The solution to this problem is simple: give an email client the ability to act as a front-end for this system. Simple being relative, there are some problems that have to be resolved. The first is lack of strong standards in the area. Sure, phpBB is one of the most common systems. But that's not a standard. At some point, it's going to be like how TB handles spam message header recognition: give it a definition file somewhere. I'm thinking XPath should be able to do the trick.

The second problem highlights the limitation of the system. There is no procedure for designating context of threads (or a poor one, if it exists: cf. W3C's mail archives). At some point, the web scraping would have to do some educated guessing about stitching threads together. That would be killer, but immensely difficult.

In terms of TB, I would like to start working on one component soonish. I am guessing that it would reside in mailnews/extensions/webscraper/, and rely on XSLT's XPath implementation. First, I would likely use my moderate python knowledge to scrap out information and then port that into a C++ or JS component in mozilla codebase. However, all awaits jminta's kill-RDF to go through: webscraper would probably support three (!) new account types, with some folder hairiness to go along (many forums provide user listings that could be a pseudo-addrbook folder).

Saturday, January 12, 2008

Mandatory Introductory Post

Well, it's 10:05 PM so I don't have much to put here.

My name is Joshua Cranmer. I am a programmer, mostly self-educated. Heck, since it is the introductory post, I'll write out all of my languages:

  • Java
  • C/C++
  • Python
  • PHP
  • x86 assembly (both AT&T and Intel style)
  • JavaScript

I also know smatterings of bash, awk, sed, perl, LISP, and FORTRAN. Non-programming languages include HTML, CSS, SQL, and Makefiles.

I also like reading specs. I have devoured the NNTP RFCs, RFC 977, RFC 2980, and RFC 3977, as well as parsing the umpteen MIME RFCs. Linked in my quick-toolbar are links to the CSS 2.1, DOM 2 HTML, DOM 2 Core, and HTML specs, followed by the Java Language Spec and the Java Virtual Machine spec. I also keep a copy of the latest draft C++0x spec. Heck, I learned several things from these specs that most people learn from tutorials.

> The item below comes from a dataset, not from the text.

PR #759, opened 2022-01-11
Fix false negative for SQL injection when using DB.QueryRow.Scan()

### LINKED ISSUE #713: False negative for SQL injection when using DB.QueryRow.Scan()

kaiili:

My main programming projects fall into four categories: my Java decompiler (school project), a game that I work on-and-off in my spare time, my school's intranet, and Thunderbird. In the latter, I intend to focus heavily on news, although almost all of my mature patches haven't touched it (bug 132340, base64 support; a bug to refactor some address book code; and bug 16913, which adds expansive filtering capabilities to news).